Wilson, 33 F.4th at 207. The court expanded on that noting that “notably absent from many of the plaintiffs’ complaints are any specific statements denying affiliation with the Bandidos or Cossacks or denying that they were wearing the ‘signs and symbols’ of either group.” Id. at 213, n.8. Moreover, the court held that merely denying membership in a criminal street gang is a legal conclusion, not a fact, and that “many members of the Bandidos or Cossacks would also deny being members of a criminal street gang.” Id. Denying membership and association with the Bandidos and Cossacks is, therefore, required for a Twin Peaks plaintiff to state a Franks claim. These Plaintiffs have failed to allege that and instead generally allege that they are not associated with any criminal street gang. For these reasons, Plaintiffs’ Franks claim against Defendants
should be DISMISSED. B. First and Fifth Amendment Violations Defendants argue that Plaintiffs’ First Amendment and Fifth Amendment are simply repackaged claims that Plaintiffs were arrested without probable cause. In Plaintiffs’ brief statement of their First and Fifth Amendment claims, Plaintiffs assert that Defendants caused them to be arrested “solely for exercising [their] Constitutional [sic] right of association,” “solely for being present,” and for being a member of a club Defendants did not approve of. Id. at ¶¶ 71, 72. These conclusory allegations are insufficient to state a claim for First Amendment violations. Moreover, Defendants are correct that Plaintiffs are merely recasting their unlawful arrest claim under the Fourth Amendment with their First and Fifth Amendment claims.

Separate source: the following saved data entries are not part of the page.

PR #554, opened 2022-11-26
Expose Now delay option in TimePicker

OscarVanL:
## What does this do?

The Now delay can be applied to a dashboard (via a TimePicker), which will delay the time at which `now` applies when looking at data on a dashboard.
image

image

## Why is it a good idea?

This was missing from Grafanalib.


JamesGibo (approved):
LGTM, thanks for the PR

PR #555, opened 2022-11-28
Update SqlTarget to support parsing queries from files

kamka427:
## What does this do?
Add the ability to parse SQL queries from files.

## Why is it a good idea?
Parsing files instead of using query strings reduces code length and improves code readability.

## Context
Complex panels and dashboards use multiple long queries. Parsing them from files shortens the code length and leads to a more readable and maintainable codebase. The implementation supports parametrizing the queries with dictionary as an attribute to help writing queries with variables.


JamesGibo (approved):
Thanks for the PR, I can see this being a really useful feature.
May even extend this support to other datasource types.

PR #560, opened 2022-12-27
fix: AlertRulev9 does not support CloudwatchMetricsTarget

ran-ka:
## What does this do?
Some small fixes for Grafana 9 alerts support:
- Grafana9 AlertExpression accepts only Targets while CloudwatchMetricsTarget for some reason is not a Target
- AlertCondition can include multiple conditions, each with its own target

## Why is it a good idea?
- Maintain support for CloudwatchMetricsTarget in alerts
- Support the full complexity of the implementation of the new alert

### DIFF
--- a/grafanalib/cloudwatch.py
+++ b/grafanalib/cloudwatch.py
@@ -3,10 +3,11 @@
 import attr
 
 from attr.validators import instance_of
+from grafanalib.core import Target
 
 
 @attr.s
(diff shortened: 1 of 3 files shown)


JamesGibo (approved):
PR looks good, thanks for contributing.
I was worried that by inheriting from `Target` class that there would be a large number of unnecessary fields included in the output JSON, but this is not the case as you do not call `super`

PR #1676, opened 2025-10-17
[full-ci] feat: implement OIDC authentication option

ScharfViktor:
### New Features
- **OIDC login Support**: Tests can now use bearer token authentication by setting `USE_BEARER_TOKEN=true` environment variable
- Tokens are cached per user to avoid regenerating on each request
- Expired tokens are refreshed using refresh tokens - need for admin (token TTL = 5min, after refresh token)

### Usage
Enable bearer token authentication in tests:
`USE_BEARER_TOKEN=true make test-acceptance-api BEHAT_FEATURE=tests/acceptance/features/..`

I decided to use the USE_BEARER_TOKEN variable first.
Basic Auth remains the default for now.
Once all tests work with OIDC, I’ll make it the default authentication method.

### Improvements

- During debugging, I noticed that after creating a user (we check 201), we additionally make a GET request to check for the user's existence, which I consider unnecessary. I deleted it
- reworked creating multiple users methods to using `HttpRequestHelper->sendRequest()`
- checking that share is syncing in some tests (were failed in CI)
- adjusted setup in Ci for multitenancy tests and updated description how to run tests localy https://github.com/opencloud-eu/opencloud/pull/1313#issue-3296964130

### DIFF
--- a/tests/acceptance/bootstrap/FeatureContext.php
+++ b/tests/acceptance/bootstrap/FeatureContext.php
@@ -52,7 +52,6 @@ use Swaggest\JsonSchema\Exception\NumericException;
 use Swaggest\JsonSchema\Exception\ObjectException;
 use Swaggest\JsonSchema\Exception\StringException;
 use Swaggest\JsonSchema\Exception\TypeException;
-use TestHelpers\TokenHelper;
 
 require_once 'bootstrap.php';
 
--- a/tests/acceptance/bootstrap/GraphContext.php
+++ b/tests/acceptance/bootstrap/GraphContext.php
@@ -11,7 +11,6 @@ use Behat\Behat\Hook\Scope\BeforeScenarioScope;
 use Behat\Gherkin\Node\PyStringNode;
 use Behat\Gherkin\Node\TableNode;
 use GuzzleHttp\Exception\GuzzleException;
-use PhpCsFixer\Doctrine\Annotation\Token;
 use PHPUnit\Framework\Assert;
 use Psr\Http\Message\ResponseInterface;
 use TestHelpers\GraphHelper;


tests/acceptance/TestHelpers/TokenHelper.php
```diff
@@ -0,0 +1,392 @@
...
+			[
+			'headers' => [
+				'Kopano-Konnect-XSRF' => '1',
+				'Referer' => $baseUrl,
+				'Content-Type' => 'application/json'
+			],
+			'json' => [
+				'params' => [$username, $password, '1'],
+				'hello' => [
+					'scope' => 'openid profile email',
```
rhafer: are you sure you get a refresh token back with this values for `scope` AFAIK lico will only return a refresh token when the `offline_access` scope is added to the scopes?

rhafer (commented):
Looks good to me. Just a question related to the refresh tokens and the requested scopes.

tests/acceptance/TestHelpers/TokenHelper.php
v-scharf: it was copy paste from `web`. I can fix it if you tell me how

but it works: 
I delete users after each test, except for `admin` -> admin updates their token every 5 minutes.
If `refresh token` didn't work, the tests would stop working after 5 minutes.

rhafer: That is really weird because lico really does not return a `refresh_token` here. When I run the steps manually I just get an `id_token` and an `access_token` back:

```
 curl 'https://cloud.collabora-test.opencloud.rocks/konnect/v1/token'   -X POST   -H 'Content-Type: application/x-www-form-urlencoded'    --data-raw 'grant_type=authorization_code&redirect_uri=https%3A%2F%2Fcloud.collabora-test.opencloud.rocks%2Foidc-callback.html&code=G-yipFrxJ1fpzlTf6HqLhfcWtr1otlOZ&client_id=web' 
{
  "access_token": "...",
  "token_type": "Bearer",
  "id_token": "...",
  "expires_in": 300
}
```
And if you look in the browser console when logging in, there is also no refresh_token returned.

I really wonder why the your code would work. Are you sure the server is actually returning a refresh_token for you. I'd be surprised if you do. You might be hitting some weird malfunction in lico.

v-scharf: There's some confusion here. I'll show you tomorrow beter.
`makeLoginRequest()` uses `/signin/v1/identifier/_/logon`
I get token here `getToken()` `/konnect/v1/token` and I get refresh token as well. see here

Screenshot 2025-10-23 at 20 24 30

saw-jan: The `getCode` method includes `offline_access` scope; therefore, the corresponding token response might have included refresh_token in it.

tests/acceptance/TestHelpers/TokenHelper.php
```diff
@@ -0,0 +1,392 @@
...
+	 * @param string $password
+	 * @param string $url
+	 *
+	 * @return array ['access_token' => string, 'refresh_token' => string, 'expires_at' => int]
+	 * @throws GuzzleException
+	 * @throws Exception
+	 */
+	public static function getTokens(string $username, string $password, string $url): array {
+		// Extract base URL. I need to send $url to get correct server in case of multiple servers (ocm suite)
+		$baseUrl = preg_replace('#(https?://[^/]+).*#', '$1', $url);
```
saw-jan: we can have a separate method to parse the baseUrl and use it wherever needed.

tests/acceptance/TestHelpers/TokenHelper.php
```diff
@@ -0,0 +1,392 @@
...
+	/**
+	 * Clear cached tokens for a specific user
+	 *
+	 * @param string $username
+	 * @param string $url
+	 *
+	 * @return void
+	 */
+	public static function clearUserTokens(string $username, string $url): void {
+		$baseUrl = preg_replace('#(https?://[^/]+).*#', '$1', $url);
```
saw-jan: same as above

tests/acceptance/TestHelpers/TokenHelper.php
rhafer: Argh. Thanks for the pointer. I overlooked that. @ScharfViktor could you please add `offline_access` here (makeLoginRequest) as well? Even if just for the sake of consistency.

v-scharf: done

tests/acceptance/bootstrap/FeatureContext.php
```diff
@@ -52,6 +52,7 @@
 use Swaggest\JsonSchema\Exception\ObjectException;
 use Swaggest\JsonSchema\Exception\StringException;
 use Swaggest\JsonSchema\Exception\TypeException;
+use TestHelpers\TokenHelper;
```
saw-jan: unused import?

tests/acceptance/bootstrap/GraphContext.php
```diff
@@ -11,12 +11,14 @@
 use Behat\Gherkin\Node\PyStringNode;
 use Behat\Gherkin\Node\TableNode;
 use GuzzleHttp\Exception\GuzzleException;
+use PhpCsFixer\Doctrine\Annotation\Token;
```
saw-jan: unused import?

tests/acceptance/bootstrap/FeatureContext.php
v-scharf: yes 👍 , I deleted it

PR #1732, opened 2025-10-28
make user cache tenant aware

### LINKED ISSUE #1462: User cache in graph service is not multi-tenant safe
## Describe the bug

The graph service maintains a simple in-memory cache for looking up users by userid (https://github.com/opencloud-eu/opencloud/blob/main/services/graph/pkg/identity/cache.go#L87), that cache does currently not take the tenant-ids of the requesting and the requested user into account.

So a users from one tenant might get some information about a user from a different tenant if it gets to know the other users userid and if the user entry is already cached (because a different user looked it up before).

(Similar issues would exist for the groups cache, once we enable groups for multi-tenancy)

dragonchaser:
This PR makes the user cache in the identity package of the graph service tenant aware
fixes #1462

### DIFF
--- a/services/graph/pkg/identity/cache/cache.go
+++ b/services/graph/pkg/identity/cache/cache.go
@@ -116,11 +116,6 @@ func (cache IdentityCache) GetCS3User(ctx context.Context, tenantId, userid stri
 			}
 			return nil, errorcode.New(errorcode.GeneralException, err.Error())
 		}
-		// check if the user is in the correct tenant
-		// if not we need to return before the cache is touched
-		if user.GetId().GetTenantId() != tenantId {
-			return nil, identity.ErrNotFound
-		}
 
 		cache.users.Set(tenantId+"|"+userid, user, ttlcache.DefaultTTL)
 	} else {
--- a/services/graph/pkg/identity/cache/cache.go
+++ b/services/graph/pkg/identity/cache/cache.go
@@ -107,6 +107,7 @@ func (cache IdentityCache) GetCS3User(ctx context.Context, tenantId, userid stri
 		}
 		cs3UserID := &cs3User.UserId{
 			OpaqueId: userid,
+			TenantId: tenantId,
 		}
 		user, err = revautils.GetUserNoGroups(ctx, cs3UserID, gatewayClient)
 		if err != nil {
@@ -123,9 +124,6 @@ func (cache IdentityCache) GetCS3User(ctx context.Context, tenantId, userid stri
 
 		cache.users.Set(tenantId+"|"+userid, user, ttlcache.DefaultTTL)
 	} else {
-		if item.Value().GetId().GetTenantId() != tenantId {
-			return nil, identity.ErrNotFound
-		}
 		user = item.Value()
 	}
 	return user, nil
--- a/services/graph/pkg/identity/cache/cache.go
+++ b/services/graph/pkg/identity/cache/cache.go
@@ -1,4 +1,4 @@
-package identity
+package cache
 
 import (
 	"context"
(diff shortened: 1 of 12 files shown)


services/graph/pkg/identity/cache/cache.go
```diff
@@ -106,13 +111,21 @@ func (cache IdentityCache) GetCS3User(ctx context.Context, userid string) (*cs3U
...
+				return nil, identity.ErrNotFound
 			}
 			return nil, errorcode.New(errorcode.GeneralException, err.Error())
 		}
-		cache.users.Set(userid, user, ttlcache.DefaultTTL)
+		// check if the user is in the correct tenant
+		// if not we need to return before the cache is touched
+		if user.GetId().GetTenantId() != tenantId {
+			return nil, identity.ErrNotFound
+		}
```
rhafer: `GetUserNoGroups()` is already tenant aware. You could just add the tenantId to the `c3UserID` above and `GetUserNoGroups()` would only return a user if the tenantid matches.

services/graph/pkg/identity/cache/cache.go
```diff
@@ -106,13 +111,21 @@ func (cache IdentityCache) GetCS3User(ctx context.Context, userid string) (*cs3U
...
 
+		cache.users.Set(tenantId+"|"+userid, user, ttlcache.DefaultTTL)
 	} else {
+		if item.Value().GetId().GetTenantId() != tenantId {
+			return nil, identity.ErrNotFound
```
rhafer: Why is this needed? The tenantid id is already part of the cache key. So any user returned should be from that tenant, no?

services/graph/pkg/service/v0/api_driveitem_permissions.go
```diff
@@ -184,7 +185,8 @@ func (s DriveItemPermissionsService) Invite(ctx context.Context, resourceId *sto
 		cTime = createShareResponse.GetShare().GetCtime()
 		expiration = createShareResponse.GetShare().GetExpiration()
 	default:
-		user, err := s.identityCache.GetCS3User(ctx, objectID)
+		// TODO: get tenantId from revactx.ContextGetUser(ctx), maybe we need to extent the user struct
```
rhafer: Shouldn't we address this before merging? Unless I am overlooking something the tenantId should already be part of the User returned by `ContextGetUser()` (inside the `UserId` member?

services/graph/pkg/service/v0/api_driveitem_permissions.go
```diff
@@ -259,14 +261,15 @@ func (s DriveItemPermissionsService) Invite(ctx context.Context, resourceId *sto
 	}
 
 	if user, ok := revactx.ContextGetUser(ctx); ok {
-		identity, err := userIdToIdentity(ctx, s.identityCache, user.GetId().GetOpaqueId())
+		// TODO: get tenantId from revactx.ContextGetUser(ctx), maybe we need to extent the user struct
+		userIdentity, err := userIdToIdentity(ctx, s.identityCache, "", user.GetId().GetOpaqueId())
```
rhafer: The tenantId should already be there. `user.GetId().GetTenantId()`

services/graph/pkg/service/v0/base.go
```diff
@@ -170,7 +171,8 @@ func (g BaseGraphService) cs3SpacePermissionsToLibreGraph(ctx context.Context, s
 			}
 			isGroup = true
 		} else {
-			cs3Identity, err = userIdToIdentity(ctx, g.identityCache, tmp)
+			// TODO: get tenantId from revactx.ContextGetUser(ctx), maybe we need to extent the user struct
```
rhafer: same here

rhafer (changes requested):
Looks fine so far. Just some thoughts regarding the remaining TODO comments and a small simplification.

rhafer (approved):

PR #1781, opened 2025-11-05
fix: set global signing secret fallback correctly

rhafer:
When falling back to the transfer secret we need to set the global cfg.URLSigningSecret as well otherwise the Validate() step fails.

### DIFF
--- a/pkg/config/parser/parse.go
+++ b/pkg/config/parser/parse.go
@@ -102,7 +102,7 @@ func EnsureCommons(cfg *config.Config) {
 
 	// make sure url signing secret is set and copy it to the commons part
 	// fall back to transfer secret for url signing secret to avoid
-	// issues when upgradin from an older release
+	// issues when upgrading from an older release
 	if cfg.URLSigningSecret == "" {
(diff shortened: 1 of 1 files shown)


pkg/config/parser/parse.go
```diff
@@ -100,14 +100,13 @@ func EnsureCommons(cfg *config.Config) {
...
-	// copy url signing secret to the commons part if set
-	if cfg.URLSigningSecret != "" {
-		cfg.Commons.URLSigningSecret = cfg.URLSigningSecret
-	} else {
-		// fall back to transfer secret for url signing secret to avoid
-		// issues when upgradin from an older release
-		cfg.Commons.URLSigningSecret = cfg.TransferSecret
+	// make sure url signing secret is set and copy it to the commons part
+	// fall back to transfer secret for url signing secret to avoid
+	// issues when upgradin from an older release
```
kulmann:
```suggestion
	// issues when upgrading from an older release
```

micbar (approved):

PR #1844, opened 2025-11-12
docs: Fix auth-app examples in README

rhafer:
We return UUIDs for the token not the actually token hash since at least OpenCloud 2.0.0

Related: #1832


rhafer:
Merging, ignoring the unrelated CI failure.

PR #1856, opened 2025-11-13
benchmark client enhancements

butonic:
this allow reading file content from disk as with curl, eg. to upload a blob as txt to test the virus scanner
```
go run ./opencloud/cmd/opencloud benchmark client  -X PUT -k --data-binary @/tmp/binary-blob -H 'Content-Type: application/octet-stream' -j 10 -u admin:admin 'https://localhost:9200/dav/spaces/storage-users-1$d0e6c8e8-deef-4a6f-945e-75aba6a2f5a8/test.txt'
```

### DIFF
--- a/opencloud/pkg/command/benchmark.go
+++ b/opencloud/pkg/command/benchmark.go
@@ -2,6 +2,7 @@ package command
 
 import (
 	"bytes"
+	"context"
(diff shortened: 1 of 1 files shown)


butonic:
cc @dragotin

PR #1873, opened 2025-11-18
autodecode base64 encoded uuid userid

butonic:
Keycloak base64 encodes the AD binary objectGUID. We can automatically detect that. No need for a new env var.


micbar:
@rhafer @butonic 

I added a test for that.

Not a beauty, but the mock User Backend now validates the given claim value during "GetUserByClaim"

rhafer:
@butonic @micbar Is there any documentation for this "feature" in Keycloak e.g. under which circumstances a value is considered "binary"?

butonic:
superseded by https://github.com/opencloud-eu/opencloud/pull/1901

PR #1900, opened 2025-11-24
chore: bump web to v4.2.1-rc.1

kulmann:
Bump web to v4.2.1-rc.1


ScharfViktor (approved):

.woodpecker.env
```diff
@@ -1,4 +1,4 @@
 # The test runner source for UI tests
-WEB_COMMITID=6abffcc9cff31c46a341105eb6030fec56338126
```
v-scharf, line 2: `fatal: reference is not a tree: 3d7367cfb1abe288d0fc0b0b1cc494a7747bcaf6` in the CI

something is wrong with commitid

ScharfViktor (changes requested):

.woodpecker.env
kulmann: good spot, thank you. the .woodpecker.env was still set to `main` instead of `stable-4.2`.

PR #1908, opened 2025-11-25
bump pkg/tracing semconf to 1.37.0

butonic:
this is the only place where we use this old version


butonic:
superseded by https://github.com/opencloud-eu/opencloud/pull/1918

Since the Court should dismiss Plaintiffs’ Fourth Amendment unlawful arrest claims, Plaintiffs’ First and Fifth Amendment claims also cannot survive. C. Conspiracy Plaintiffs also sue Defendants for conspiracy. They allege that the Defendants “entered
into a conspiracy to deprive” Plaintiffs of their constitutional rights and “acted in concert either to orchestrate or to carry out the illegal seizure and cause the illegal arrest and incarceration” of Plaintiffs. Id. at ¶ 79. These allegations are functionally identical to those made in Terwilliger which the Fifth Circuit found to be deficient. Plaintiffs’ conspiracy claims should be DISMISSED. IV. CONCLUSION For the reasons outlined above, the undersigned RECOMMENDS that Defendants Frost and Schwartz’s Motions to Dismiss (ECF Nos. 13, 25, 37, 41); Defendants Chavez, Rogers, Stroman, and Swanton’s Motions to Dismiss (ECF Nos. 9, 26, 36, 38, 40, 43); Defendant
Reyna’s Motions to Dismiss (ECF Nos. 35, 39, 42); and Chavez, Rogers, Stroman, and Swanton’s Motion to Supplement their Motions to Dismiss (ECF No. 50) be GRANTED and that Plaintiff’s lawsuit be DISMISSED. V. OBJECTIONS The parties may wish to file objections to this Report and Recommendation. Parties filing objections must specifically identify those findings or recommendations to which they object. The District Court need not consider frivolous, conclusive, or general objections. See Battle v. U.S. Parole Comm’n, 834 F.2d 419, 421 (5th Cir. 1987). A party’s failure to file written objections to the proposed findings and recommendations contained in this Report within fourteen (14) days after the party is served with a copy of the Report shall bar that party from de novo review by the District Court of the proposed findings and recommendations in the Report. See 28 U.S.C. § 636(b)(1)(C); Thomas v Arn, 474 US. 140, 150-53 (1985); Douglass v. United Servs. Auto. Ass’n, 79 F.3d 1415 (Sth Cir. 1996) (en banc). Except upon grounds of plain error, failing to object shall further bar the party from appellate review of unobjected-to proposed factual findings and legal conclusions accepted by the District Court. See 28 U.S.C. § 636(b)(1)(C); Thomas, 474 U.S. at 150-53; Douglass, 79 F.3d at 1415. SIGNED this 8th day of August 2024.